→ YOUR INSTRUCTIONS
Provide only the number of lines in the records below that include "resumed".

→ MATERIAL FOR THIS EXERCISE
PR #2015, opened 2026-04-29
feat(replay): pause recording after user inactivity

d0ugal:
## Summary

- Adds an `inactivityThresholdMs` option to `ReplayInstrumentation` that pauses rrweb recording when no user interaction is detected for the configured duration (default: **60 seconds**).
- Recording resumes automatically with a fresh rrweb checkpoint (full DOM snapshot) when the user interacts again, so the player has complete state to resume from.
- Prevents long idle browser tabs from generating hours of empty DOM-mutation-only recordings that have no replay value and waste bandwidth/storage.

## Motivation

The existing rrweb `getInactivePeriods` algorithm only records gaps *between* user interactions — it never detects trailing inactivity. When a user stops interacting but leaves a tab open, the browser continues generating DOM mutations (IncrementalSnapshot source=0) indefinitely with zero replay value. This fix stops recording during those idle periods and resumes with a fresh checkpoint when the user returns.

## How it works

1. When recording starts, DOM event listeners are registered for `pointermove`, `pointerdown`, `scroll`, `keydown`, and `input` (capture phase, passive).
2. A `setTimeout` fires after `inactivityThresholdMs` of no interaction → calls rrweb `stop()`.
3. DOM listeners stay active. When the user interacts → calls rrweb `record()` again (fresh checkpoint), resets timer.
4. Emits `faro.session_recording.paused` / `faro.session_recording.resumed` events for observability.

## Usage

```ts
// Default: pauses after 60 seconds of no interaction
new ReplayInstrumentation()

// Custom threshold
new ReplayInstrumentation({
  inactivityThresholdMs: 120_000, // 2 minutes
})

// Disable inactivity pausing (record continuously)
new ReplayInstrumentation({
  inactivityThresholdMs: 0,
})
```

## Test plan

- [x] All 29 existing tests pass
- [ ] Manual test: verify recording pauses after threshold with no interaction
- [ ] Manual test: verify recording resumes with fresh checkpoint on interaction
- [ ] Verify paused/resumed events appear in Faro telemetry

## Related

→ SOLUTION FOR THIS EXERCISE
2